13 Do-It-Yourself Public Relations Tips for Authors

Book Publicity ServicesThis article offers 13 do-it-yourself public relations tips for authors to use to promote their books.
Writing a book takes a lot of hard work, commitment and discipline. Ask any author about the trials and tribulations, the research and the search for the right words and wording that goes into writing a book.
Then ask any group of authors about the aftermath of writing and publishing a book, especially those authors who self-publish. That’s when the promoting of the book kicks in and the reality of how hard it can be to get people to want to buy and read their book.
Most writers write to get people to read what they’ve written. They put a lot of time and effort into a project, which most often becomes a part of them. And, they become convinced the book will fly off the online bookseller’s shelves and become an overnight bestseller.
Bestsellers can happen
Any book can become a bestseller, including those that are self-published by the author. It takes creating a need for the book and creating a perception that the author has the answers or the story that readers will enjoy or benefit from reading.
It rarely happens overnight. Instead, authors have to take the time to promote their books. There are a number of ways to do so including using public relations tactics. Writers tend to like the solitude of the profession and steer clear of any overly social aspects of the writing life, making the job of promoting a book even more difficult.
Public relations activities may be more to authors’ liking, making it a bit easier to get the word out about their books. Public relations (PR) generally involves talking to people about the importance of the topic of a book versus talking about how many books a person will buy.
PR Tactics
There are many public relations tactics authors can implement easily, at reasonable costs, and with reasonable time demands. The following thirteen tactics can help get one started.
1. Authors can sell books when they agree to provide free talks about the topic of the book at civic events, local libraries, schools, or book clubs.
2. Donating books to local libraries for local author displays is an effective way to get the book displayed for the reading public to see and possibly decide to buy.
3. Attend book fairs and signings. Attending these types of events offers the opportunity to become a featured author and/or network with other authors to talk about their books.
4. Contact local newspapers and offer oneself as an expert in the topic of the book for them to interview or to use as a resource for other related articles and for local radio and television shows.
5. Contact trade and consumer magazines related to the book’s topics and ask them to review the book for their readers.
6. For business book writers, biographers, or self-help books, network with your local Chamber of Commerce and get to know businesses in the area that may benefit from reading the book.
7. Contact bloggers online that review books to see if they would be interested in reviewing your book.
8. Create your own blog about the topic of the book. Posts regular writings about the topic or the writing of the book or ways people can use the book.

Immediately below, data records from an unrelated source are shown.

Issue #6359, opened 2017-06-07
IDE window: CTRL-MouseWheel for zoom


snobu:
The inability to zoom in/out the code window is slightly annoying, i'm sure i'm not the only out there bothered by it. What's the development effort required to implement either `CTRL-MouseWheel` and/or `CTRL-+`, `CTRL-minus`? Do we have to move away from Java? :) Or just bind to some events?

I am aware a font size can be specified under Preferences, but that's `CTRL-comma - click-select - type - click`, not exactly the best UX.

bengtmartensson:
Possibly Java 9, due next month, will bring something here?

facchinm:
That's a good suggestion , thanks for posting! It should be fairly easy to trap the event inside the Editor view and apply the preference. Hot-reloading could be a bit more difficult but feasible indeed. If anyone wants to try coding a solution we'll be super happy to test it :smile:

skishida:
Now, font size may become a negative value in #6551 change and at that time, the IDE will not start.
The temporary fixing approach is edit `editor.font` in `preferences.txt`.

PR #6394, opened 2017-06-18
Add font size shortcuts (menu and keyboard)

gmichael225:
Having a stab at #6359.
(Scaling font size using keyboard shortcuts.)

I haven't implemented Ctrl-Scroll, but have implemented keyboard shortcuts using the existing menu item pattern.

Let me know if I should go about this a different way!

screen shot 2017-06-18 at 7 17 06 pm

### DIFF
--- a/app/src/processing/app/Editor.java
+++ b/app/src/processing/app/Editor.java
@@ -1374,6 +1374,24 @@ public class Editor extends JFrame implements RunnerListener {
 
     menu.addSeparator();
 
+    JMenuItem increaseFontSizeItem = newJMenuItem(tr("Increase Font Size"), '=');
+    increaseFontSizeItem.addActionListener(new ActionListener() {
+        public void actionPerformed(ActionEvent e) {
+          base.handleFontSizeChange(1);
+        }
+    });
+    menu.add(increaseFontSizeItem);
+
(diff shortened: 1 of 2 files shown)


facchinm:
@ArduinoBot build this please

app/src/processing/app/Editor.java
```diff
@@ -1374,6 +1374,24 @@ public void actionPerformed(ActionEvent e) {
 
     menu.addSeparator();
 
+    JMenuItem increaseFontSizeItem = newJMenuItem(tr("Increase Font Size"), '=');
```
facchinm: Why didn't you choose `ctrl + '+' ` as increase shortcut?  The `=` version doesn't seem to work with an Italian keyboard (since `=` can only be reached with `Maiusc` modifier)

gmichael225: Ah! I hadn't thought about other keyboards.
One convention I'm familiar with is to use - and = to avoid having to use a shift key to increase but not decrease the font size. (Plus can only be used with a shift modifier on a US keyboard.)

Perhaps `ctrl + '+'` should be the primary shortcut and `ctrl + '='` be secondary?

facchinm: Could work, I'm ccing our UX designer for an advice :slightly_smiling_face:  @00alis

facchinm:
Superseded by https://github.com/arduino/Arduino/pull/6551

9. Contact local bookstores about doing book signings in their stores.
10. If the topic is teachable, offer to teach a class at local colleges or at conventions.
11. Use social media such as Twitter and Facebook to post messages about where to find the book or about signings, conferences or other events where you will be appearing.
12. Get word-of-mouth promotions started through those that are referenced in the book as case studies or expert commentary.
13. Ask family and friends to help spread the word about your book or write a review for it.
It is important to create a need for your book and develop a must-have perception for it. These 13 public relations tactics can be implemented immediately and at a relatively low cost to effectively get the word out about your book.